This work addresses the fundamental tension between gradient divergence and instability of noise-free conditional diffusion models near data manifolds by introducing the concept of “marginal energy.” It formulates unconditional diffusion as a Riemannian gradient flow induced by this marginal energy, thereby uncovering its intrinsic geometric structure. Through a decomposition of marginal and relative energies, the study reveals that neural networks achieve stability by leveraging a local conformal metric to counteract geometric singularities, elucidating the theoretical origin of the inherent stability in velocity parameterization. Integrating tools from differential geometry, probability density integration, and vector field learning, the paper establishes structural stability for autonomous generative models, explains the failure mechanism of noise-prediction parameterizations, and derives theoretical conditions guaranteeing stable sampling.

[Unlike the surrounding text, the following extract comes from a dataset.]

PR #57, opened 2022-08-17
Remove walletPublicKey in Frontend Configuration

jennifer-notifi:


packages/notifi-frontend-client/lib/NotifiFrontendClient.ts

Autonomous (noise-agnostic) generative models, such as Equilibrium Matching and blind diffusion, challenge the standard paradigm by learning a single, time-invariant vector field that operates without explicit noise-level conditioning. While recent work suggests that high-dimensional concentration allows these models to implicitly estimate noise levels from corrupted observations, a fundamental paradox remains: what is the underlying landscape being optimized when the noise level is treated as a random variable, and how can a bounded, noise-agnostic network remain stable near the data manifold where gradients typically diverge? We resolve this paradox by formalizing Marginal Energy, $E_{\text{marg}}(\mathbf{u}) = -\log p(\mathbf{u})$, where $p(\mathbf{u}) = \int p(\mathbf{u}|t)p(t)dt$ is the marginal density of the noisy data integrated over a prior distribution of unknown noise levels. We prove that generation using autonomous models is not merely blind denoising, but a specific form of Riemannian gradient flow on this Marginal Energy. Through a novel relative energy decomposition, we demonstrate that while the raw Marginal Energy landscape possesses a $1/t^p$ singularity normal to the data manifold, the learned time-invariant field implicitly incorporates a local conformal metric that perfectly counteracts the geometric singularity, converting an infinitely deep potential well into a stable attractor. We also establish the structural stability conditions for sampling with autonomous models. We identify a ``Jensen Gap''in noise-prediction parameterizations that acts as a high-gain amplifier for estimation errors, explaining the catastrophic failure observed in deterministic blind models. Conversely, we prove that velocity-based parameterizations are inherently stable because they satisfy a bounded-gain condition that absorbs posterior uncertainty into a smooth geometric drift.